### TASK GOAL
Of the entries below, restate word for word only the section that runs from the line with "This adds a" to the line with "Scrolled cursor position", counting both ends.

[Data entries]
PR #14392, opened 2024-04-02
runtime(vim): Add typespec filetype

happenslol:
This adds a filetype for the [typespec language](https://typespec.io/), based on the `.tsp` extension.


chrisbra:
thanks!

PR #14394, opened 2024-04-03
Problems with "zb" and scrolling to new topline with 'smoothscroll'

luukvbaal:
Problem: "zb" does not reveal filler lines at the start of a buffer.
          Scrolled cursor position with 'smoothscroll' is unpredictable,
          and may reset skipcol later if it is not visible.
Solution: Replace confusing for loop that reaches final control value too
          early with while loop. Set "w_curswant" accordingly so cursor
          will be placed in visible part of topline.


chrisbra:
thanks!

PR #14396, opened 2024-04-03
Normal mode TextChanged isn't tested properly

zeertzjq:
Problem:  Normal mode TextChanged isn't tested properly.
Solution: Combine Test_Changed_ChangedI() and Test_Changed_ChangedI_2()
          and also run it on Windows. Fix a typo in main.c.


chrisbra:
thanks!

PR #14622, opened 2024-04-23
compile_def_function() is too long.  Move out the code to compile the body of a function

yegappan:


chrisbra:
thanks!

chrisbra:
Hi Yegappan, 
Coverity complains about this one here however: https://scan5.scan.coverity.com/#/project-view/41242/10101?selectedIssue=1596610

I think this is a false positive?

vim-ml:
Hi Christian,

On Tue, Apr 23, 2024 at 11:46 PM Christian Brabandt <
***@***.***> wrote:

> Hi Yegappan,
> Coverity complains about this one here however:
> https://scan5.scan.coverity.com/#/project-view/41242/10101?selectedIssue=1596610
>
> I think this is a false positive?
>
>
> Yes.  This is a false positive.  I ran a few tests to compile a def
function with different types
of comments under valgrind to make sure that the vim9_bad_comment()
function doesn't
perform an out-of-bounds access.  I also compared the code before and after
the
refactoring to make sure that the logic is not changed.

Regards,
Yegappan

chrisbra:
Thanks. Yeah, I starred at it for a while, but it wasn't clear to me how the buffer could overrun. Thanks for double checking!

PR #14624, opened 2024-04-23
Improvements to the alloc

ghost:
Improvements made:

- Consolidated the conditional expression for determining the index in the allocation/free size arrays.
- Utilized ternary operators for concise conditional assignments.
- Removed redundant comments to emphasize readability through code clarity.
- Simplified the memory peak update using a ternary expression.

### DIFF
--- a/src/alloc.c
+++ b/src/alloc.c
@@ -19,7 +19,7 @@
 
 #if defined(MEM_PROFILE) || defined(PROTO)
 
-# define MEM_SIZES  8200
+#define MEM_SIZES 8200
 static long_u mem_allocs[MEM_SIZES];
 static long_u mem_frees[MEM_SIZES];
 static long_u mem_allocated;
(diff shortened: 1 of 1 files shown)


chrisbra:
thanks, but please don't change the function definition style. A function definition always starts in column 0, it makes it easy to grep for the definition of a function.

k-takata:
Hmm, I don't see practical improvements in this PR.
Whether using conditional operators or if statements is mostly subjective issue. Recent compilers may generate the same code for both of them.

src/alloc.c
```diff
@@ -19,7 +19,7 @@
 
 #if defined(MEM_PROFILE) || defined(PROTO)
 
-# define MEM_SIZES  8200
+#define MEM_SIZES 8200
```
k-takata, line 22: Please don't remove the indentation of `define`.

src/alloc.c
```diff
@@ -28,106 +28,98 @@ static long_u mem_peak;
 static long_u num_alloc;
 static long_u num_freed;
 
-    static void
+static void
```
k-takata, line 31: Please don't remove the indentation.

src/alloc.c
```diff
@@ -28,106 +28,98 @@ static long_u mem_peak;
...
 
-    static void
-mem_post_alloc(
-    void **pp,
-    size_t size)
+static void mem_post_alloc(void **pp, size_t size)
 {
     if (*pp == NULL)
-	return;
+        return;
```
k-takata, line 45: Please don't change the indentation from tab to space.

### THE ANSWER
This adds a filetype for the [typespec language](https://typespec.io/), based on the `.tsp` extension.


chrisbra:
thanks!

PR #14394, opened 2024-04-03
Problems with "zb" and scrolling to new topline with 'smoothscroll'

luukvbaal:
Problem: "zb" does not reveal filler lines at the start of a buffer.
          Scrolled cursor position with 'smoothscroll' is unpredictable,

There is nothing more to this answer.